• _Task input_:
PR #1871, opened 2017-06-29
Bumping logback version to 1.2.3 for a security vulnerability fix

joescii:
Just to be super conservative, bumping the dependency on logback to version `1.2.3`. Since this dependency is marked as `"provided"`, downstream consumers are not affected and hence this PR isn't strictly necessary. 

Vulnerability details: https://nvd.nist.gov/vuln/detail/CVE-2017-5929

• _Description of the task_: Copy out the full set of records precisely, leaving nothing out.

• _Reply_:
PR #1871, opened 2017-06-29
Bumping logback version to 1.2.3 for a security vulnerability fix

joescii:
Just to be super conservative, bumping the dependency on logback to version `1.2.3`. Since this dependency is marked as `"provided"`, downstream consumers are not affected and hence this PR isn't strictly necessary. 

Vulnerability details: https://nvd.nist.gov/vuln/detail/CVE-2017-5929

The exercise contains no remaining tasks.